PR #8866, opened 2025-11-10
#8837 Sketch doesnt close with grid snap on

### LINKED ISSUE #8837: Sketch doesn’t close with grid snap ON
Similar to #6915.

When grid snap is enabled, finishing a profile by clicking “Start” doesn’t close the sketch. Instead, it adds another segment.

Observed:
```ts
sketch002 = startSketchOn(XZ)
profile002 = startProfile(sketch002, at = [20, -10])
  |> xLine(length = 60)
  |> yLine(length = -40)
  |> xLine(length = -4)
  |> yLine(length = 36)
  |> xLine(length = -52)
  |> yLine(length = -36)
  |> xLine(length = -4)
  |> yLine(length = -40)
```

Expected:

```ts
sketch002 = startSketchOn(XZ)
profile002 = startProfile(sketch002, at = [20, -10])
  |> xLine(length = 60)
  |> yLine(length = -40)
  |> xLine(length = -4)
  |> yLine(length = 36)
  |> xLine(length = -52)
  |> yLine(length = -36)
  |> xLine(length = -4)
  |> close()
```

Image

@andrewvarga might be interesting for you

andrewvarga:
Fixes #8837

### DIFF
--- a/src/clientSideScene/sceneEntities.ts
+++ b/src/clientSideScene/sceneEntities.ts
@@ -2987,7 +2987,7 @@ export class SceneEntities {
         if (sketchEntryNodePath) {
           // After snapping to axis/grid, try snapping to profileStart AGAIN, this is because the newly snapped
           // point might now line up with a profileStart, in which case we want to close the shape.
-          // This happens when profileStart is too far to snap from the mouse poisition, but after snapping to grid
+          // This happens when profileStart is too far to snap from the mouse position, but after snapping to grid
           // it's now close enough.
 
           const snappedToProfileStartResult = this.maybeSnapToProfileStart(


andrewvarga:
> I think that this fix is good and if you wish we can be approved, but it will not close the issue, because I have got the same bug on the 8th try right now. I think the problem is related to the grid itself. The grid is slightly shifted.
> 
> kcl:
> 
> ```ts
> sketch001 = startSketchOn(XY)
> profile008 = startProfile(sketch001, at = [2, 5.5])
>   |> line(endAbsolute = [0, 6.25])
>   |> yLine(length = 1.25)
>   |> xLine(length = 2)
>   |> yLine(length = -2)
>   |> line(end = [0.5, 0.25])
> ```
> 
>  snap.not.snap.mp4

@max-mrgrsk thanks for testing this, you're correct, this is definitely not working yet, and the reason I put it to Draft is that I realized it may need a bigger overhaul.

The problems I know of:
- We could clean up the order of preference for the various snapping methods: snap to tangent (when drawing a line from a tangential arc), snap to main axis lines, snap to grid, snap to profileStart.
One reason this PR doesn't fix your original issue yet is that snap to profileStart doesn't override snap to grid completely: it is possible that profileStart is not snapped yet (because raycastRing() radius is not close enough), but snap to grid still snaps the line to the same point that the profileStart is located in. I wanted to apply profileStart after snap to grid but in the current code raycastRing() runs before that and it's a bigger refactor to change it.
- You're right that snapping to main axis lines doesn't work well with snap to grid also, there should be a similar fix for this.
- Unrelated to snapping logic, if you zoom in too much (0.01 mm) the 2 digit precision we use in our generated KCL code is not enough to represent the correct snap to grid values, this can happen especially if you have "Infinite grid" enabled and the result is that the line points are not matching the grid anymore. I think we need to generate more than 2 digits of precision for numerical values in this case to make sure snap to grid works as expected.
- There may be a rendering issue with the grid too which results in incorrect positions, this needs to be verified after the previous issue is fixed

andrewvarga:
@max-mrgrsk I have updated this now, and I think the main issue is fixed and a few other improvements have been made, now it feels much better to me.

Let me know what you think, I can definitely spend more time refining it, depends on other priorities but may be only worth doing in new sketch mode..

src/clientSideScene/sceneEntities.ts
```diff
@@ -2960,17 +2958,47 @@ export class SceneEntities {
...
+        // Snap to grid
         ;({ point: snappedPoint, snapped: snappedToGrid } = this.snapToGrid(
           snappedPoint,
           mouseEvent
         ))
+
+        if (sketchEntryNodePath) {
+          // After snapping to axis/grid, try snapping to profileStart AGAIN, this is because the newly snapped
+          // point might now line up with a profileStart, in which case we want to close the shape.
+          // This happens when profileStart is too far to snap from the mouse poisition, but after snapping to grid
```
max-mrgrsk: poisition typo here

src/clientSideScene/sceneEntities.ts
```diff
@@ -3012,7 +3042,41 @@ export class SceneEntities {
       draftPoint.position.set(snappedPoint.x, snappedPoint.y, 0)
     }
   }
+  // Same purpose as maybeSnapProfileStartIntersect2d but takes sketchEntryNodePath instead of intersects.
+  maybeSnapToProfileStart(posWorld: Coords2d, sketchEntryNodePath: PathToNode) {
```
max-mrgrsk, line 3046: do you still need this if you have `maybeSnapProfileStartIntersect2d`?

src/clientSideScene/sceneEntities.ts
```diff
@@ -3012,7 +3042,41 @@ export class SceneEntities {
...
+    }
+
+    if (profileStartGroup) {
+      // Profile start in baseunit coordinates
+      // Or: [profileStartGroup.position.x, profileStartGroup.position.y]
+      const profileStartPoint: Coords2d = profileStartGroup.userData.from
 
+      const snapped =
+        this.sceneInfra.screenSpaceDistance(posWorld, profileStartPoint) <
+        20 * window.devicePixelRatio
```
max-mrgrsk, line 3067: should this be snapping to the actual visible grid point? rn it snaps to invisible grid as well

max-mrgrsk: a question for a separate PR

src/clientSideScene/sceneEntities.ts
```diff
@@ -3012,7 +3042,41 @@ export class SceneEntities {
...
+
+      if (snapped) {
+        result = {
+          point: [...profileStartPoint],
+          snappedToProfileStart: true,
+        }
+      }
+      result.snappedToProfileStart = snapped
```
max-mrgrsk: does it change anything?

max-mrgrsk:
Screenshot 2025-12-16 at 16 21 09

tried many sketches. Works like magic. Thank you!

left some questions before approving 

side notes:

if i click semi quickly, every 5th slick is not recorded.

andrewvarga:
> if i click semi quickly, every 5th slick is not recorded.

That happens on the `main` branch too, right? I think the entire update cycle we have currently that goes through three.js -> wasm, artifact graph -> KCL is a bit too slow if you click somewhat frequently..

src/clientSideScene/sceneEntities.ts
andrewvarga: That's a good catch, I did this in a weird way, I cleaned it up now, should look more readable.

max-mrgrsk:
> That happens on the `main` branch too, right? I think the entire update cycle we have currently that goes through three.js -> wasm, artifact graph -> KCL is a bit too slow if you click somewhat frequently..

yes, exactly. Hope we can fix it after sketch 2

src/clientSideScene/sceneEntities.ts
andrewvarga: That's an interesting point, there is another way to test snapping to profileStart using the intersections from three.js Raycaster. This is a bit more robust because it's not tied to a render engine and we have more control over it, but it's true that it doesn't check if profileStart is visible or not. However since it's checking the position of the mouse, which has to be visible, the profileStart has to be "almost" on the screen also..

Do you think it's a problem when the mouse is at the edge of the screen, the profileStart is just not visible and it still snaps to it? I can add a guard to only consider profileStart if it's inside the visible area.

src/clientSideScene/sceneEntities.ts
andrewvarga: Yes, so this is a new implementation that doesn't use three.js and I felt it was nicer that it's independent of the engine.
It was useful because our current setup calls `raycastRing()` immediately, which returns intersections and those intersections are passed to `maybeSnapProfileStartIntersect2d`. But after snapping to grid we need to try snapping to profileStart again (in case they within tolerance now after the grid snap), so for that we'd have to call another raycastRing() with updated mouse coordinates, which can be expensive and more complicated to set up, or just use this new `maybeSnapToProfileStart` which doesn't use intersections. In fact I was considering to remove `maybeSnapProfileStartIntersect2d` to unify that part, it's only used by 3 point circles and can be changed easily..

src/clientSideScene/sceneEntities.ts
max-mrgrsk: thanks for the explanation. I think it's good now

Issue #8463, opened 2025-09-30
Feature-tree edit of Rotate on imported geometry fails


pierremtb:
<img width="2560" height="2818" alt="Image" src="https://github.com/user-attachments/assets/86454820-2c03-4d77-bbc2-c20b444c3dfe" />

<img width="2560" height="2818" alt="Image" src="https://github.com/user-attachments/assets/454450b2-a3ec-4859-a6d5-932503bd6e7f" />

Likely will impact other transforms

pierremtb:
Bumping down the criticality now that there's a dedicated error message for it

<img width="956" height="1218" alt="Image" src="https://github.com/user-attachments/assets/f8703c05-1be1-4589-8153-47b82aab7771" />

PR #8867, opened 2025-11-10
Fix scene selection of imported geometry for P&C

### LINKED ISSUE #8862: [BUG]: P+C translate in assys
### Describe the bug

I'm hitting an odd error when attempting to point and click translate a component within an idiomatically written kcl assembly

Maybe worth a re-think to this UX entirely? The ability to click and drag to move parts around is standard to other programs, vs using a toolbar

https://github.com/user-attachments/assets/84b6da53-e884-41a8-a07a-48b4d5829cae

### Steps to Reproduce

Load an assembly from samples and attempt to move parts

### Expected Behavior

I expected to be able to return the coilover cap to it's original position using point and click controls

_No response_

### Desktop OS

win11

### Browser

_No response_

### Version

v2025.11.10 staging

### Additional Context

_No response_

### LINKED ISSUE #9021: Whole-module imported artifacts pointing to the path of the import
Similar to https://github.com/KittyCAD/modeling-app/issues/8616, I'd like to have a pathToNode pointing to the import statement for artifacts coming from imported modules (whole-import type I think?)

cc @jtran that might interest you

pierremtb:
Closes #9021. Fixes #8862 and #8463

This changes the pathToNode of artifacts from populated from whole-module imports to point to the import statement instead of the node in the other file. There's a case for cross-file paths to be made for later, but I don't think we're at this stage yet with our point-and-click approach. 

TODO:
- [x] Add better error when the coderef is missing
- [x] Make the artifacts' pathToNode point to the import statement instead of the statements from the other files
- [x] Fix the Rust issues (the first stab at the point above was done by Codex)
- [x] Add tests for both issues

### DIFF
--- a/src/lib/selections.ts
+++ b/src/lib/selections.ts
@@ -1172,7 +1172,11 @@ export async function selectionBodyFace(
       systemDeps.wasmInstance,
       ['ImportStatement']
     )
-    if (!err(maybeImportNode)) {
+    if (
+      !err(maybeImportNode) &&
+      maybeImportNode.node &&
+      maybeImportNode.node.type === 'ImportStatement'
+    ) {
       if (maybeImportNode.node.path.type === 'Kcl') {
         showSketchOnImportToast(maybeImportNode.node.path.filename)
       } else if (maybeImportNode.node.path.type === 'Foreign') {


src/lang/queryAst.ts
```diff
@@ -1189,8 +1189,15 @@ export function getVariableExprsFromSelection(
...
-    exprs.push(createPipeSubstitution())
-    pathIfPipe = s.codeRef.pathToNode
+    if (s.codeRef.pathToNode.length > 0) {
+      exprs.push(createPipeSubstitution())
+      pathIfPipe = s.codeRef.pathToNode
+      continue
+    }
+
+    // @pierremtb: not having a pathToNode at this point could mean the selection
+    // is from an imported module, see https://github.com/KittyCAD/modeling-app/issues/8616
```
pierremtb: Remove before merge

rust/kcl-lib/tests/assembly_mixed_units_cubes/artifact_graph_flowchart.snap.md
```diff
@@ -2,38 +2,38 @@
 flowchart LR
   subgraph path2 [Path]
     2["Path<br>[74, 114, 1]<br>Consumed: true"]
-      %% [ProgramBodyItem { index: 1 }, VariableDeclarationDeclaration, VariableDeclarationInit, PipeBodyItem { index: 0 }]
+      %% [ProgramBodyItem { index: 0 }]
```
jtran, line 5: Observation: The NodePath points to the import statement in the entrypoint file (typically main.kcl), but the source range, `[74, 114, 1]` in this case, points to the range in the imported file.

pierremtb: @jtran Thanks, good catch. That seems major no? Or is the point that we have that NodePath in case we really want to go across files?

jtran: Rust NodePath is what gets converted to TS PathToNode. Is the SourceRange used? TS might use it to build the index to look up from a cursor position.

rust/kcl-lib/src/execution/artifact.rs
```diff
@@ -638,6 +639,72 @@ impl ArtifactGraph {
     }
 }
 
+#[derive(Clone)]
```
jtran: I would add Debug so that people don't have to change it when debugging.
```suggestion
#[derive(Debug, Clone)]
```

pierremtb: Ty!

e2e/playwright/point-click-assemblies.spec.ts
```diff
@@ -704,7 +891,7 @@ foreign
           currentArgKey: 'variableName',
           currentArgValue: '',
           headerArguments: {
-            Objects: '1 other',
+            Objects: '1 plane',
```
pierremtb, line 894: This is surprising but logical: based on the source range, we lookup the artifacts that now match the source range from the import, see https://github.com/KittyCAD/modeling-app/blob/faea81c0e9a42cb1979f140f9b8330e47467bf79/src/lang/std/artifactGraph.ts#L713-L716

rust/kcl-lib/tests/assembly_mixed_units_cubes/artifact_graph_flowchart.snap.md
pierremtb: Now properly updated: we have the same source range and path to node for each.

src/lib/selections.ts
```diff
@@ -1171,27 +1166,26 @@ export async function selectionBodyFace(
...
+        showSketchOnImportToast(maybeImportNode.node.path.filename)
+      } else if (maybeImportNode.node.path.type === 'Foreign') {
+        showSketchOnImportToast(maybeImportNode.node.path.path)
+      } else if (maybeImportNode.node.path.type === 'Std') {
         toast.error("can't sketch on this face")
       } else {
         // force tsc error if more cases are added
-        const _exhaustiveCheck: never = importDetails
+        const _exhaustiveCheck: never = maybeImportNode.node.path
       }
```
pierremtb, line 1189: This was a fun gotcha: `isTopLevelModule` is only checking on the last item of the source range signaling the moduleId. Here since the import statement is in the same file, the moduleId corresponds to the top level file so that doesn't work anymore! This function here is about catching cases where we shouldn't sketch on face, including imports. So here I'm detecting if the paths points to an import statement, if so, we decline, just like before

******************************

- [Activity]
Using the listing above, show each line holding the string "export".

- [Solved exercise]
@@ -2987,7 +2987,7 @@ export class SceneEntities {
@@ -2960,17 +2958,47 @@ export class SceneEntities {
@@ -3012,7 +3042,41 @@ export class SceneEntities {
@@ -3012,7 +3042,41 @@ export class SceneEntities {
@@ -3012,7 +3042,41 @@ export class SceneEntities {
@@ -1172,7 +1172,11 @@ export async function selectionBodyFace(
@@ -1189,8 +1189,15 @@ export function getVariableExprsFromSelection(
@@ -1171,27 +1166,26 @@ export async function selectionBodyFace(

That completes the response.